Изменить размер шрифта - +
Люди увидели, что надо глубже и тоньше понимать слова «как жизнь». Улицы — не жизнь, города и цивилизация — не жизнь, даже лица и голоса — еще не жизнь. Жизнь — внутри, ее еще никто не видел. Наши трапезы, нравы, платье — как сонеты: и те и другие — условные знаки души. Один выражает себя в книге, другой — в тачанье сапог, и оба чаще всего терпят поражение. И прочные дома, и сытная пища, строго говоря, только символы. Мы создаем их, чтобы выразить нашу душу. Пальто может быть всего лишь знаком; движение руки — совсем не похожим на жизнь.

Это люди поняли, и, казалось бы, славе Диккенса это должно было пойти на пользу. Ведь Диккенс — «как жизнь» в самом точном смысле слова; он сродни тому, что правит жизнью человека и мира; он — как жизнь хотя бы потому, что он живой. Книги его — как жизнь, потому что, как и жизнь, они считаются только с собой и весело идут своим путем. И Диккенс, и жизнь беззаботно творят чудовищ; жизнь от переизбытка сил создала носорога, Диккенс — мистера Бансби. Не то искусство похоже на жизнь, которое ее копирует, — ведь сама она не копирует ничего. Искусство Диккенса как жизнь, потому что, как и жизнь, оно безответственно и невероятно.

Однако перемена мнений не пошла Диккенсу на пользу; возвращение романтизма почти не помогло великому романтику. Крах реалистов принес ему не больше, чем их победа. Была революция, была и контрреволюция, но реставрации не было. Чтобы понять, в чем тут дело, надо снова обратиться к тому духу всеобщего оптимизма, о котором я говорил. Немилость, в которую снова впал Диккенс, проще всего объяснить так: он преувеличивал не то, что принято теперь преувеличивать.

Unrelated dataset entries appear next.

Issue #2794, opened 2026-08-02
[RFC]: Add bounded desktop action composition and visual verification


rickoslyder:
### Primary area

Cua Driver

### Summary

Cua Driver should add three additive, bounded primitives for latency-sensitive desktop automation: optional screenshot-only `get_window_state`, `act_and_observe` for one authorized action followed by verified pixel-change polling, and `batch_actions` for a preflighted sequential batch of authorized reversible desktop inputs. Existing `get_window_state` defaults and standalone action tools remain unchanged. Composite tools must fail closed, use the existing registry and authorization path for every child, and expose bounded structured outcomes rather than creating a second execution or permission model.

### Motivation and current state

A latency-sensitive agent currently. has to coordinate observation and input across multiple driver calls. A full `get_window_state` also walks the accessibilitytree even when the caller needs only a changed frame. These extra process, transport, serialization, and tree-walk boundaries make action-to-observed-frame loops slower and introduce a race between the action result and the follow-up screenshot.

The driver already owns the platform-specific window identity, capture, input, authorization, and structured refusal semantics. The missing contract is a bounded way to skip an unnecessary tree walk, couple one action to visual verification, and amortize transport for a small ordered action sequence without bypassing child authorization.

A controlled Linux/X11 prototype using Xvfb and XCalc completed 25/25 action-to-changed-frame samples with 92 ms p50, 94 ms p95, and 96 ms maximum. Post-action capture/change detection accounted for roughly 1–2 ms; the foreground action path dominated the remainder. This demonstrates that a sub-100 ms p95 loop is feasible without changing the driver's trust boundary. It is not yet cross-platform acceptance evidence.

### Relationship to existing work

- RFC #2700 proposes `pending` for writes accepted by a provider whose semantic effect cannot be observed synchronously. This proposal answers its open question about an optional bounded asynchronous verification call. `act_and_observe` would not replace or upgrade the child's semantic effect: it would report only whether the targeted window's decoded pixels changed within a deadline. Review should decide whether the normalized child effect must also be preserved in the composite result.
- Issue #1526 and PR #1531 added `WindowChangeDetector` for opened-window and foreground-change side effects around macOS actions. That detector observes window topology and focus, not target-window pixels. The proposed composite should reuse or coexist with that machinery without weakening its focus-suppression lifecycle.
[...]

PR #2795, opened 2026-08-02
perf(cua-driver): accelerate macOS window capture with ScreenCaptureKit

rickoslyder:
**Base:** `da6c02c0d891d40638605b492e579f4bad684c44` (`main`)  
**Head:** `0c605848bb84b2f3c8a42a9fe8f91083d1d70162`  
**RFC:** #2794

## Summary

Replace the macOS per-window shell-first capture hot path with native single-frame ScreenCaptureKit capture while retaining the existing `screencapture` command as compatibility fallback. Full-display capture is unchanged.

This PR changes only `libs/cua-driver/rust/crates/platform-macos/src/capture.rs`.

## Behavior

- Uses `SCScreenshotManager::capture_image` with a desktop-independent window filter and encodes PNG in memory.
- The native success path uses no subprocess or temporary file.
- Falls back to `screencapture -l <windowID> -x -o <file>` when native capture errors or returns empty bytes; if both paths fail, both error contexts are preserved.
- Reuses `SCContentFilter` + `SCStreamConfiguration` plans in a process-local cache (2-second TTL, capacity 32). It caches plans, never frames or a persistent stream.
- Treats a plan as belonging to `(CGWindowID, pid, layer, frame)`, validates the ScreenCaptureKit window against that identity while building, and re-reads WindowServer identity after every successful capture before releasing bytes.
- On a post-capture identity change, removes only the exact stale `Arc`, rebuilds once for the newly observed identity, and validates the retry. A second mutation fails closed into the shell fallback.
- Removes failed plans without clobbering a concurrently refreshed entry.
- Bounds native callback waits at 3 seconds with a process-global single-flight gate. A timed-out worker retains the permit until the real callback returns, so later requests fall back immediately instead of accumulating stranded threads.

## Validation

Exact-head verification used a source-built, stable certificate-signed `cua-driver 0.17.0` in an isolated arm64 Lume VM running macOS 26.5.2 (25F84). `get_config` reported source SHA `0c605848bb84b2f3c8a42a9fe8f91083d1d70162`; Accessibility and Screen Recording were both true, and GUI verification ran in unrestricted startup mode.

- `cargo fmt --all --check`
- `git diff --check`
- Focused release suite: **12 passed, 0 failed, 315 filtered out**
- Deterministic stalled-worker lifecycle test: **20/20 repeated exact-head runs passed**
- AppKit (TextEdit) and Electron fixtures: cold/warm repeated capture, >2-second cache expiry, resize, AppKit partial off-screen capture, window disappearance, and relaunch all returned coherent window-scoped images.
- AppKit relaunch cold/warm PNGs were byte-identical: `a19cd84c9aa03616e8d14d9cbe0437b65080bcbe4c330c30937d283afdc6cc89`.
- During the exact-head repeated AppKit/Electron smoke, WindowServer z-order snapshots were byte-identical before/after, the physical cursor remained `(10, 10)`, and a 10 ms process sampler observed **0** `screencapture` subprocess samples.
- Window-only `zoom` on the same 603×505 AppKit fixture measured 80 ms cold and 50–60 ms warm across 12 exact-head calls. This is an end-to-end tool measurement, not a backend-only benchmark.
- Source file SHA-256: `cba6b1f0a6bc31f31c4187ad2f422c4d455420bc2fe1441e2a6367ea77c25d5d`
- Unsigned source-built binary SHA-256: `a613d4c8976a8c42dc18f6f5aa5386208f031bb51018a9249354e1f45154e698`
- Signed installed binary SHA-256: `3336dd1cdc7fe6afba6897f98e572222f4519d74a4d34b268c356b7c92177d95`

## Residual limits

- The isolated VM exposed one 1× 1440×900 display, so cross-display and mixed-scale movement were not available. Resizes and partial off-screen capture were covered.
- A direct shell-backend comparison from the SSH identity was not valid because that identity lacked Screen Recording permission, so this PR does not claim a before/after speedup ratio from that run.
- The existing duplicate CoreMedia bridge linker diagnostics from the Apple capture dependencies remain warnings; release build and focused tests link and pass.

## Attribution

The two ScreenCaptureKit implementation commits retain the Hermes service account author and their original cherry-pick provenance. The hardening commit is separate so the contributed work remains attributable.

## Release

User-visible performance improvement; keep `perf(cua-driver)`.

### DIFF
--- a/libs/cua-driver/rust/crates/platform-macos/src/capture.rs
+++ b/libs/cua-driver/rust/crates/platform-macos/src/capture.rs
@@ -7,14 +7,18 @@
 //! filter, then encodes PNG in memory. No subprocess, temp file, or base64
 //! on the native success path.
 //!
+//! A process-local bounded warm cache (TTL 2s, capacity 32) reuses
+//! `SCContentFilter` + `SCStreamConfiguration` plans across rapid captures of
+//! the same window id so warm hits skip `SCShareableContent::get` and plan
+//! construction. This is not a persistent `SCStream` or frame cache.
+//!
 //! Sources:
 //! - https://developer.apple.com/documentation/screencapturekit/scscreenshotmanager
 //! - https://developer.apple.com/documentation/screencapturekit/sccontentfilter/init(desktopindependentwindow:)
 //! - https://docs.rs/screencapturekit/6.0.1/screencapturekit/
 //!
 //! Compatibility fallback: `screencapture -l <windowID> -x -o <file>` when
-//! the native path errors or returns empty bytes. This slice does not yet
-//! keep a persistent SCStream or frame cache.
+//! the native path errors or returns empty bytes.
 //!
 //! ## Display capture
 //!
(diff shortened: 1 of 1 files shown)


f-trycua (approved):
Exact-head macOS certification, contributor attribution, release metadata, and the final single-file diff have been independently audited. The ScreenCaptureKit fast path fails closed to the existing shell fallback, bounds stalled callbacks, and invalidates stale window identities before releasing bytes.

Преувеличение — синоним искусства. Это понимали и Диккенс, и модернисты. По самой сути своей искусство причудливо. Время мстит иногда очень странно — еще при жизни реалистов Диккенса оправдал Бердсли . Но таким, как он, даровали право на выдумку, потому что они преувеличивали именно то, что было понятно в их время. Диккенс же преувеличивал то, что нам непонятно. Истина, которую он выражал столь причудливо, — старый, мятежный дух неограниченных возможностей и буйного братства. А мы отвергаем его преувеличения, так как сами и в должной мере не чувствуем ничего похожего. Нам неприятно видеть преизбыток того, чего нам не достает; нам хочется, чтобы Диккенс держал этот дух в узде. Все мы точны и научны, когда речь идет о чем–нибудь чуждом нам. Все мы замечаем лишнее в проповеди мормона или в призывах парагвайского патриота. Все мы требуем трезвости от статьи о морском змие. Но стоит нам поверить во что–то, и мы преувеличиваем; как только наша душа становится серьезной, слова наши окрашивает безумие. Однако многие относятся к преувеличениям так: они, к примеру, позволят подчеркнуть скепсис, потому что в скепсис они верят, но не позволят подчеркнуть твердую убежденность. Если вы опишете кротчайшего из кротких, они ощутят привкус лжи, но буйство отчаяния окрестят «темпераментом». Если моралист изобразит весь ужас разврата, они не поверят и скажут, что не так уж страшен черт. Если же пессимист вовсю распишет уныние, они ничуть не усомнятся в этой мрачной психологии и не подумают спросить, так ли черны даже черти.

Короче говоря, нетрудно понять, почему сами поборники преувеличения не любят Диккенса: он не то преувеличивал. Они знают, что есть такая тоска, которую выразишь только гротеском; они не знают, что есть такая же радость. Они знают, что душа бывает в таком унынии, когда ей видятся синие лица трупов, о которых писал Бодлер; они не знают о том веселье, что чувствует душа, видя синее лицо майора Бегстока. Они знают ту степень отчаяния, когда поверишь в Тентажиля . Они не знают той степени радости, когда веришь в Уэгга. Немыслимые выдумки Диккенса еще немыслимей для них — ведь им привычны совсем другие выдумки Метерлинка.